> PROBLEM REQUIREMENTS: Your answer should be the lines from the start of the records through the line with "- The MolesArchived", copied word for word.

== TASK INPUTS ==

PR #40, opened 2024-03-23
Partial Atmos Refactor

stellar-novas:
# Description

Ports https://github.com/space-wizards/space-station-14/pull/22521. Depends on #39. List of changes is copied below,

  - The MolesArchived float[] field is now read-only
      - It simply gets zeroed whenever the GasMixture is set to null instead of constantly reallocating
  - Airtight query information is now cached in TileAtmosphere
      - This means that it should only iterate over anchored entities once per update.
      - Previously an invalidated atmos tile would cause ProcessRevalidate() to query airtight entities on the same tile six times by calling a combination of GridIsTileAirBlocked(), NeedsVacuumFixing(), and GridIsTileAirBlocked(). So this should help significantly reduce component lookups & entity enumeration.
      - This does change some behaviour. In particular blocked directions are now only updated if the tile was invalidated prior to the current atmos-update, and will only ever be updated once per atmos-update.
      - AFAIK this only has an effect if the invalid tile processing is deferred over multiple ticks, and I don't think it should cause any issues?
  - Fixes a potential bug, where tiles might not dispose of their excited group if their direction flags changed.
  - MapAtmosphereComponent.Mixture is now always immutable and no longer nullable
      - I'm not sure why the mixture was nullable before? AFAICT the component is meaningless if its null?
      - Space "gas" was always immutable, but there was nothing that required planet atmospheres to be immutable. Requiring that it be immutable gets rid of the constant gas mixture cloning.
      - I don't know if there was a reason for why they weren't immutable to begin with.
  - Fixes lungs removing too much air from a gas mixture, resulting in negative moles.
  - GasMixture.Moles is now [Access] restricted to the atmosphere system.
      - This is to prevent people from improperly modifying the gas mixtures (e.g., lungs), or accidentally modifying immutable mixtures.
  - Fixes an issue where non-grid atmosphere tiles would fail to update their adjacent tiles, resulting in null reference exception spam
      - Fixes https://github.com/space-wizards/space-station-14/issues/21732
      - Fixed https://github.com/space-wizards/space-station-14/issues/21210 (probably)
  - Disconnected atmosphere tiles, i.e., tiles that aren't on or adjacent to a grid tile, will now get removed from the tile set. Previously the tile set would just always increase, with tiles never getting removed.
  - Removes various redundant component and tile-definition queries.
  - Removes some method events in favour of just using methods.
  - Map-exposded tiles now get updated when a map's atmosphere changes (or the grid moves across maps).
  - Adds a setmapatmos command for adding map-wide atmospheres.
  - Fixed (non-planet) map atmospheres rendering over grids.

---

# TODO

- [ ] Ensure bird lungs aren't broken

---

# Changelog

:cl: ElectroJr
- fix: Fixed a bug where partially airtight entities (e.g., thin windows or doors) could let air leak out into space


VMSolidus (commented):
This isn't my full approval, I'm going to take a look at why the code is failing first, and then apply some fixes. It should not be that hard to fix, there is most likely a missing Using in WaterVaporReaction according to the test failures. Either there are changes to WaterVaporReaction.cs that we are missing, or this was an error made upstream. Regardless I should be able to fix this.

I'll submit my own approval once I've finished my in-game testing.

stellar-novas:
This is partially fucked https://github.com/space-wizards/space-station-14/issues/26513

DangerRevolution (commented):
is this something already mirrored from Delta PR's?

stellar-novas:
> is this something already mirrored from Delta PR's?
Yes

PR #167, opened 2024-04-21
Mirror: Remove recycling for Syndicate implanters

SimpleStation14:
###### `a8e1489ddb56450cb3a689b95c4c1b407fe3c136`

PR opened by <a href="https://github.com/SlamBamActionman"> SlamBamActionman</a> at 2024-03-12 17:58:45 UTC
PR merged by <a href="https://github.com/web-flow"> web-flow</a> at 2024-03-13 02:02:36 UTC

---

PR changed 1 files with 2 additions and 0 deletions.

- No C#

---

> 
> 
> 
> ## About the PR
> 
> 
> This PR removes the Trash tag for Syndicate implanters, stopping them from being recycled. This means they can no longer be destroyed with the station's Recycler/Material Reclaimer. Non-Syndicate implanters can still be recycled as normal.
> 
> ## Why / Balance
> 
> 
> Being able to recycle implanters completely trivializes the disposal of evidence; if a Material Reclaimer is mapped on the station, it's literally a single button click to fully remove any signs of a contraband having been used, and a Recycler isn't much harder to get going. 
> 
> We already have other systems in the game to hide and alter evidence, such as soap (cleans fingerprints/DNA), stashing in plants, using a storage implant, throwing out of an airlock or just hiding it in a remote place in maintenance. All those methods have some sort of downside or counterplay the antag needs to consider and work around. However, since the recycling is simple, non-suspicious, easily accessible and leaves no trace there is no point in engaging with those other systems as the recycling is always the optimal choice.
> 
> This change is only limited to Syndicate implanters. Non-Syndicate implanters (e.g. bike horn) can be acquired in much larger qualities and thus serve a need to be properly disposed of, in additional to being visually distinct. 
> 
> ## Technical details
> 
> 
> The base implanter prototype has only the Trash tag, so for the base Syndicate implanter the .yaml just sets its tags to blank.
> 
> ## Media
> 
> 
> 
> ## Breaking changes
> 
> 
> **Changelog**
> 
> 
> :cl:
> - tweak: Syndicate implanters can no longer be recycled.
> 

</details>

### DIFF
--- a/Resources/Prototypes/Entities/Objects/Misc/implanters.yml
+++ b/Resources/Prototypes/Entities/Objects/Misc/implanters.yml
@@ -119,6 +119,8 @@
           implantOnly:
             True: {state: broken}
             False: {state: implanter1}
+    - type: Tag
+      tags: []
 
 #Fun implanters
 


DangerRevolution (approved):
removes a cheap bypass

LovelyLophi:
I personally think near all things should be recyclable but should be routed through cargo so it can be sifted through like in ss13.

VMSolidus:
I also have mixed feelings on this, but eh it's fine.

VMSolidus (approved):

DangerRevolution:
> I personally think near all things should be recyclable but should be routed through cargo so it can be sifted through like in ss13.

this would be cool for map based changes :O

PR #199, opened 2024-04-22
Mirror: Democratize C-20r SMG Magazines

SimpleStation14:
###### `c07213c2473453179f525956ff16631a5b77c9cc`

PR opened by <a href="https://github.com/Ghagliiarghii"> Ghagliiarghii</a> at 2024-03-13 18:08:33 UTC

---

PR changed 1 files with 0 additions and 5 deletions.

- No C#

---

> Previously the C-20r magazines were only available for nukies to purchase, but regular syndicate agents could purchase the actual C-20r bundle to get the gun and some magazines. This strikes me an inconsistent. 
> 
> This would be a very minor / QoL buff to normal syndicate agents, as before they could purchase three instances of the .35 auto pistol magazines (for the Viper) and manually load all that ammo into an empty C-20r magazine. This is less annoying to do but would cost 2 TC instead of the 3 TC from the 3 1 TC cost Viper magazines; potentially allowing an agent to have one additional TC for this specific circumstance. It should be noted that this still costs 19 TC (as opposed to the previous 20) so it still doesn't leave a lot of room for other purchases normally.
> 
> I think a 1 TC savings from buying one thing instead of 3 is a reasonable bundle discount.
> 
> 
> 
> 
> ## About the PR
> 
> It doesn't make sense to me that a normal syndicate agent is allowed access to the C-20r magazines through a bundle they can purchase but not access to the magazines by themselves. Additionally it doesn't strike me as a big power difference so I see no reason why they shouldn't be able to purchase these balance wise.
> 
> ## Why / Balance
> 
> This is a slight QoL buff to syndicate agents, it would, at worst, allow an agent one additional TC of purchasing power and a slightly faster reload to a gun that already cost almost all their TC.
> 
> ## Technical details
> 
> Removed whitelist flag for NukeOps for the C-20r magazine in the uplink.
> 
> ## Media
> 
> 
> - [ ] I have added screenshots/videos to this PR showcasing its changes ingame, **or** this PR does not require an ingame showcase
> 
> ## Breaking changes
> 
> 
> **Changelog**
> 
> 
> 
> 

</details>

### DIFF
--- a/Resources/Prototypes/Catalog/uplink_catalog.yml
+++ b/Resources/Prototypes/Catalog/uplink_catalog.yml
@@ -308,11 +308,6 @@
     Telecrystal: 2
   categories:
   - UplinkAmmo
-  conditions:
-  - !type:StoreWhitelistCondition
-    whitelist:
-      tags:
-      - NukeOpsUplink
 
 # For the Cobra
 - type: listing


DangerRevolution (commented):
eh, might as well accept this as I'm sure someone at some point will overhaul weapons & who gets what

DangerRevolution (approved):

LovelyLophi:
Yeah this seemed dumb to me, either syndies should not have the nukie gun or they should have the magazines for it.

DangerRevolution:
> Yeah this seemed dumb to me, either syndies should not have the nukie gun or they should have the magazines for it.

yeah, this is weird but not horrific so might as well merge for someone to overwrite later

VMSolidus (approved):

===

> SOLUTION BELOW:
PR #40, opened 2024-03-23
Partial Atmos Refactor

stellar-novas:
# Description

Ports https://github.com/space-wizards/space-station-14/pull/22521. Depends on #39. List of changes is copied below,

  - The MolesArchived float[] field is now read-only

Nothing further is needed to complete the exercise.